(Records shown begins)

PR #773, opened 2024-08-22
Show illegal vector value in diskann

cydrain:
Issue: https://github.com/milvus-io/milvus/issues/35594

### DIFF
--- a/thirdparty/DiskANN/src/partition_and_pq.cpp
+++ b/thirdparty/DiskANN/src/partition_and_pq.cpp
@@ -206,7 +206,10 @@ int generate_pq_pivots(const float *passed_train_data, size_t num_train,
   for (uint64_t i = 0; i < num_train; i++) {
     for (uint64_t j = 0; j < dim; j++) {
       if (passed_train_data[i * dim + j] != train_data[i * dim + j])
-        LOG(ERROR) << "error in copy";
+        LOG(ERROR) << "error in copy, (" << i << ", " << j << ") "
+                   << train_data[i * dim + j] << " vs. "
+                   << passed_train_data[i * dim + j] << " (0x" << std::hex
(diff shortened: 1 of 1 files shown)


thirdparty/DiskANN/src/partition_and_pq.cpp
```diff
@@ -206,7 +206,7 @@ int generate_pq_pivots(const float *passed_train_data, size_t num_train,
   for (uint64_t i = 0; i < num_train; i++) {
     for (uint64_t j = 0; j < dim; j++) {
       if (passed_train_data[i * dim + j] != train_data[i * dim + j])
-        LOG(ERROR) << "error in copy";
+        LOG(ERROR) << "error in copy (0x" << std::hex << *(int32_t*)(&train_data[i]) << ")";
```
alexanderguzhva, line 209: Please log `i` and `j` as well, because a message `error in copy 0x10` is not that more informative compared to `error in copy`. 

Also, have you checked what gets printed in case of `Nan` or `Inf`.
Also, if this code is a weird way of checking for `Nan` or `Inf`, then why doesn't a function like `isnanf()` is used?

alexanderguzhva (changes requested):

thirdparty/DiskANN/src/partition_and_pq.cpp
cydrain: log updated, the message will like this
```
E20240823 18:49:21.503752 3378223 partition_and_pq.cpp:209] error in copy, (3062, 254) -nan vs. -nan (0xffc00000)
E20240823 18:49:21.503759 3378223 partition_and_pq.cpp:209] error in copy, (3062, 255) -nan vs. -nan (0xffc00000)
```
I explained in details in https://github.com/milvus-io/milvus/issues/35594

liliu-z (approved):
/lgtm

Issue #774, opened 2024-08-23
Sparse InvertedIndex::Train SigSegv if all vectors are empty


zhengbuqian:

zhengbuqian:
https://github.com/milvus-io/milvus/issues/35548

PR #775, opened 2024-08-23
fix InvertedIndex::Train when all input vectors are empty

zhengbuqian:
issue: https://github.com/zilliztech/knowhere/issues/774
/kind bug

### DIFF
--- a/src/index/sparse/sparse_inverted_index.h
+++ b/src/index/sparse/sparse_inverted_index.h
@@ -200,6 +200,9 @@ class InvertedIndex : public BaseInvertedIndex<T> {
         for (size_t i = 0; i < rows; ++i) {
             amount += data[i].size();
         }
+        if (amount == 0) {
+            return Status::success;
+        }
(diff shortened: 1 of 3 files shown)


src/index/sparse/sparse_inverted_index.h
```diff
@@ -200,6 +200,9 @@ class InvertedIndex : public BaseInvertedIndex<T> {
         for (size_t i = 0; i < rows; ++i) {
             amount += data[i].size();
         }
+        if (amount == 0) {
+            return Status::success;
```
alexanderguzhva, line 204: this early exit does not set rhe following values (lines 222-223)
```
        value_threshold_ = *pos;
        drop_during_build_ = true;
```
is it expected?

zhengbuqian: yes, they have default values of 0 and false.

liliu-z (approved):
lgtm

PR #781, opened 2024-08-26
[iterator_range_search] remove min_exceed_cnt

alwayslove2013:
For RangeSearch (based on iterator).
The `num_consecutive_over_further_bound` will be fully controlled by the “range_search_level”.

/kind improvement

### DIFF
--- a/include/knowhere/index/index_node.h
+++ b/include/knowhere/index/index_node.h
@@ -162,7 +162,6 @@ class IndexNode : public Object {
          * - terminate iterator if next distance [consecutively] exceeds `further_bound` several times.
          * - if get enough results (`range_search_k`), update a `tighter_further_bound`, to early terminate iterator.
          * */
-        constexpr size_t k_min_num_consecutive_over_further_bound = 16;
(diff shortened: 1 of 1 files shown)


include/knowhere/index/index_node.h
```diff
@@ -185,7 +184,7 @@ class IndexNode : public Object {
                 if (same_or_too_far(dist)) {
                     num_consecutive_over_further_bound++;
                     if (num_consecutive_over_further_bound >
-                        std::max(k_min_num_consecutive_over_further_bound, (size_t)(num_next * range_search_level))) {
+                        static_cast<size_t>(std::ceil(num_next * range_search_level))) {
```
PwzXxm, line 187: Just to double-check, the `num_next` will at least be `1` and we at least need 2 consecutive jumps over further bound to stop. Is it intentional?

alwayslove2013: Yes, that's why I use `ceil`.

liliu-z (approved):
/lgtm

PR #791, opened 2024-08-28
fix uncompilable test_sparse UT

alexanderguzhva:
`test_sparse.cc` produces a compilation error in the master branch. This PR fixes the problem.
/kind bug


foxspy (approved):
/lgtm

(Records shown ends)
(Records shown begins)

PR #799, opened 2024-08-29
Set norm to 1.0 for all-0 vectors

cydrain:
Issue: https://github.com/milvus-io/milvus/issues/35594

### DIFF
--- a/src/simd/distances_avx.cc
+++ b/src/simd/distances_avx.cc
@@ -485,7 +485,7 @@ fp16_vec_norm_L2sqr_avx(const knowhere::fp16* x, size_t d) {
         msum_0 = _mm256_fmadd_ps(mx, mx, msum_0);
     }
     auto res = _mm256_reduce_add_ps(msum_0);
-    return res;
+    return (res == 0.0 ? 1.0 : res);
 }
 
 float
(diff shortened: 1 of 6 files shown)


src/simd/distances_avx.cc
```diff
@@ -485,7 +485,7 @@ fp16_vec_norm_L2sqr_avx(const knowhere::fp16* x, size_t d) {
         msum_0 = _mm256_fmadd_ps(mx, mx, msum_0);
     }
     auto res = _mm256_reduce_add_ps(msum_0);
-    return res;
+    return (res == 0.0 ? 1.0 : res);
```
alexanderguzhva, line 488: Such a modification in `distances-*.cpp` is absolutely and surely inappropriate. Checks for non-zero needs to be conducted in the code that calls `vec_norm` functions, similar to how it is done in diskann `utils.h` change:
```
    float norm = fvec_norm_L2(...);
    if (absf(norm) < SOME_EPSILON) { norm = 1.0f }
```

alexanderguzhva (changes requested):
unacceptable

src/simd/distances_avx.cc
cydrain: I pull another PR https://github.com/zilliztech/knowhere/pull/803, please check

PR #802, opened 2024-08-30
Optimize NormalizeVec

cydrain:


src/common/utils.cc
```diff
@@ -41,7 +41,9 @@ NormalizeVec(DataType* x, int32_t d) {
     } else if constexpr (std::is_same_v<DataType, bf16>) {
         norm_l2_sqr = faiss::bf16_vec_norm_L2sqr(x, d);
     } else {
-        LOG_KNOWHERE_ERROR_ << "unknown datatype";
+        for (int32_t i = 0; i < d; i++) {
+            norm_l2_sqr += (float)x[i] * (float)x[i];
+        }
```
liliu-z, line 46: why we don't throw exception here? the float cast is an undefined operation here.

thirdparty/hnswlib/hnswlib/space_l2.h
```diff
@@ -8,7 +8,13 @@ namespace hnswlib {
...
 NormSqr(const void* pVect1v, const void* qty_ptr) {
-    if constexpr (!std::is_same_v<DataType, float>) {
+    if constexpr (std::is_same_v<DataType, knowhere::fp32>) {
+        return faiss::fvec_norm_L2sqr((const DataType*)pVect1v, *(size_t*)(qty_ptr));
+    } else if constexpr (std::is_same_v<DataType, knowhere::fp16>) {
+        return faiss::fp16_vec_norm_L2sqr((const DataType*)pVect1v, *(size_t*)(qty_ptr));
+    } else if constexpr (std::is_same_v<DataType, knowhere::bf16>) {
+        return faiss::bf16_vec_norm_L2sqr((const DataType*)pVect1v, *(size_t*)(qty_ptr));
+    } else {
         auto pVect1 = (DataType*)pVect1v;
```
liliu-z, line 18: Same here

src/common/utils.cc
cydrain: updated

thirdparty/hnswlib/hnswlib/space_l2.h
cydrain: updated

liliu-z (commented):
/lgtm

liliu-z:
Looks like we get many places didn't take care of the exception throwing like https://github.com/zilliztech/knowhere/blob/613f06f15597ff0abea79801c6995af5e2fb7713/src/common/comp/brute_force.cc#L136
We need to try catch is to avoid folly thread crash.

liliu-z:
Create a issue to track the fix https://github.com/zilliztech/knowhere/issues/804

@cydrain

(Records shown ends)

■ Required action ■
Lines above that contain the string "have" make up the answer.

■ Result of the exercise ■
Also, have you checked what gets printed in case of `Nan` or `Inf`.
zhengbuqian: yes, they have default values of 0 and false.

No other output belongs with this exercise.